AirPrice - AirBnB Price Optimization

The app is live at https://airprice.now.sh/. The app was a team effort, see this page for the team members and roles. The source of the data science portion of the app can be seen here.

The app is only usable for Berlin, DE. This is by design since we only had 1 week to complete the app.

What is it for?

Many owners of AirBnB listings set the price either too low or too high. If the price is too low then the room will always be filled, but they aren't getting as much money as they could from the listing. If the price is too high, the room will not be filled and the profits will be sub-optimal. Our goal was to suggest a middle-ground price at which the profits are optimized.

Data Science Methodology

See the primary notebook here.

Data was retrieved from http://insideairbnb.com/get-the-data.html on February 1, 2020. AirBnB freely offers detailed listing information as well as summary listing information in csv format. We downloaded 2 years worth of summary information for Berlin. We chose to use summary info rather than detailed info because of inaccuracies found in the detailed info.

For features, we had to decide whether to use "neighborhood", which had 139 distinct values, or "neighborhood group", which had 12 distinct values. We wanted to use "neighborhood" because of its higher specificity which would yield a better model. The challenge was figuring out how to get the neighborhood from the user. We talked with the web devs about incorporating functionality for programmatically looking up the neighborhood from an address, and we even built an endpoint for looking up neighborhood given geographical coordinates. Unfortunately however, we ran into difficulties in using the Maps API and we did not finish this functionality. Therefore for the final product we decided to use "neighborhood group" which was to be simply selected via dropdown.

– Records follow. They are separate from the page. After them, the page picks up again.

PR #1208, opened 2015-10-31
Enable user to change Civetweb ACL from IEDriverServer command line

lsowen:


lsowen:
The most common use case that I imagine (and what I use it for) is to allow `IEDriverServer` to run in a local virtual machine and access it from the host machine without the need for the `RemoteWebDriver Server`.

In addition to making the usage somewhat easier, I had a weird corner case with a legacy application with a ton of iframes which only works in IE.  I'm able to automate testing when using `IEDriverServer` directly, but not when going through the `RemoteWebDriver Server`.  I tracked this down to the fact that going through `RemoteWebDriver` uses sizzle locators to find the iframes, whereas directly it doesn't.  (I wasn't able to find _why_ the sizzle locators were failing, because in easier test cases they worked perfectly.  I attribute it to some super weirdness with a poorly written legacy web application.)

lsowen:
Anything I can do to help this change move forward?

jimevans:
Having the patience to let me return from traveling and recover from illness would be a start. I'm not entirely sure I agree with the rationale for the change, so I'll need to thoroughly review it. Further (real-time) discussion on the matter would be best directed to the project IRC channel (#selenium on Freenode).

jimevans:
I'd like to discuss the rationale behind this pull request more thoroughly before merging it. As I stated before, I worry about the security implications of allowing this to be set in the server executable. Until I can discuss this further with you, I won't be merging the change in. Specifically, I'll need to know what wasn't working for you using the Java remote server, and what your WebDriver code in the language bindings of your choice looked like. I suspect I know what was happening, but I need to confirm it. Please feel free to connect with me via the project IRC channel to discuss it further.

lsowen:
Hi @jimevans,

I updated this PR per our conversation on IRC last week.  It now mimics the Chrome WebDriver behavior in the fact that the CLI argument is now a comma separated listed of IPs passed to `--whitelisted-ips`.

Please let me know if you see any more changes that need to be made.  Thanks for your help!

jimevans:
Merged in 008d9bf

The categorical variables we decided to use were "neighborhood group" and "room type". The continuous variables we decided to use were "minimum nights", "number of reviews", "reviews per month", "calculated host listings count" (number of listings by the host), "availability 365" (days available per year), and "last review seconds ago" (seconds since the last review). We used a OneHotEncoder to encode categorical variables and a SimpleImputer to fill in missing values.

Feature Importances

We established a baseline by using the mean price for every estimate. The mean absolute error (MAE) for this baseline was €40.38.

One of our primary challenges was establishing a model that could run with limited resources on a heroku hobby dyno. Our initial model was a RandomForestRegressor with no maximum depth. The model had an impressive MAE of about €5, however it used 1.5GB of memory and was therefore out of the question to use in our API. We tried training more models with maximum depth of 75, 25, and 20, the last of which had a MAE of about €19 and used about 300Mb of memory. At this point we decided to try a different model.

We tried a LogisticRegression but the best result with this model was a MAE of €66- worse than the baseline. We then moved on to a XGBRegressor. Our best result (using a maximum depth of 20 and a learning rate of 0.22) was a MAE of €15 and 106Mb of memory usage. We chose not to use a RandomizedSearchCV to optimize parameters because of the long training time. This model causes the heroku app to go over the "soft limit" for memory (it uses swap), but it is still usable.

Visualizations

We can see that prices tend to be higher towards the middle of the city and lower in the suburbs.

We can see that private rooms tend to be less expensive than entire homes or apartments.